癌は高齢化によって増えると言われます。国立がん研究センター「がんの統計2024 図表編」の調べでは新規癌患者の約7割が65歳以上だとされています。つまり、12万人×70%=約8.6万人(約10%)が65歳以上と推測されます。
65歳以上の高齢者のこの間の推移(総務省統計局)を見てみます。(以下表参照)約240万人(約7%)ほど高齢者は増えています。
つまり、高齢者が7%増加した事に対して高齢者の癌患者は10%増加したと推測されます。また、総人口は減少している一方で、癌患者が増加傾向です。
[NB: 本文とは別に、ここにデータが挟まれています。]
PR #311, opened 2019-02-22
ADEN-8407 Refactor EventService.

jacekbj:


src/ad-services/index.ts
```diff
@@ -1,6 +1,6 @@
-export * from './bill-the-lizard';
+export { billTheLizard, BillTheLizard, events as billTheLizardEvents } from './bill-the-lizard';
 export * from './confiant';
 export * from './geo-edge';
 export * from './krux';
-export * from './moat-yi';
+export { moatYi, events as moatYiEvents } from './moat-yi';
```
fraszczakszymon: What do you think about naming it `moatYiEvents` within `moat-yi/index.ts`? It will simplify all reexports

src/ad-services/index.ts
```diff
@@ -1,6 +1,6 @@
-export * from './bill-the-lizard';
+export { billTheLizard, BillTheLizard, events as billTheLizardEvents } from './bill-the-lizard';
```
fraszczakszymon: Same here

src/ad-products/tracking/index.ts
```diff
@@ -1,3 +1,4 @@
 export * from './video/jwplayer-tracker';
 export * from './video/porvata-tracker';
 export * from './video/twitch-tracker';
+export { events as playerEvents } from './video/player-event-emitter';
```
fraszczakszymon: Same here

examples/bidders/a9/script.ts
```diff
@@ -1,5 +1,10 @@
+<<<<<<< HEAD
```
fraszczakszymon: Fix me please

src/ad-engine/global.d.ts
```diff
@@ -0,0 +1,19 @@
+///<reference path="../../node_modules/@alugha/ima/typings/ima.d.ts"/>
```
Bielik20: What about doing it like that? https://github.com/Microsoft/TypeScript-Node-Starter#what-if-a-library-isnt-on-definitelytyped

Global types are discouraged as stated in here: https://stackoverflow.com/questions/42233987/how-to-configure-custom-global-interfaces-d-ts-files-for-typescript

tsconfig.json
```diff
@@ -2,7 +2,7 @@
 	"compilerOptions": {
 		"outDir": "./dist/",
 		"sourceMap": true,
-		"module": "commonjs",
+		"module": "es2015",
```
Bielik20: Then this wouldn't be necessary, right?

src/ad-services/index.ts
jacekbj: Done

src/ad-services/index.ts
jacekbj: Done

src/ad-products/tracking/index.ts
jacekbj: Done

examples/bidders/a9/script.ts
jacekbj: Done

src/ad-engine/global.d.ts
jacekbj: I couldn't get that work. Can you please experiment and add a commit on top of my work?

Bielik20: Yeah, it was just a suggestion. I will experiment but I don't think it should block your PR.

年次 | 総人口(万人) | 65歳以上人口(万人) | 高齢化率(%) |
---|---|---|---|
2015年 | 12,709 | 3,387 | 26.7 |
2016年 | 12,693 | 3,460 | 27.3 |
2017年 | 12,671 | 3,515 | 27.7 |
2018年 | 12,644 | 3,568 | 28.1 |
2019年 | 12,617 | 3,588 | 28.4 |
2020年 | 12,596 | 3,617 | 28.7 |
2021年 | 12,550 | 3,621 | 28.9 |
2022年 | 12,435 | 3,627 | 29.1 |
2023年 | 12,435 | 3,623 | 29.1 |
部位別の予測がん死亡者数(2023年)
死亡率の高い部位別の癌でみると肺がん、大腸がん、すい臓がん、胃がん等が男女共通で割合が多くなっています。
都道府県別の癌死亡率(2022年)
75歳未満の年齢調整死亡率(2022年)で比較した場合、全がん死亡率が低い上位5県は
男女計 長野県、滋賀県、山梨県、岡山県、三重県
男性 長野県、群馬県、滋賀県、山梨県、岡山県
女性 徳島県、滋賀県、長野県、大分県、三重県
がん死亡率が高い上位5県は
男女計 青森県、北海道、秋田県、宮崎県、岩手県
男性 青森県、高知県、北海道、秋田県、岩手県
女性 青森県、北海道、福島県、秋田県、宮崎県
である。全がん死亡率が高いこれらの都道府県は、主要5部位(胃、大腸、肝臓、肺、乳房)の死亡率も高い傾向がある。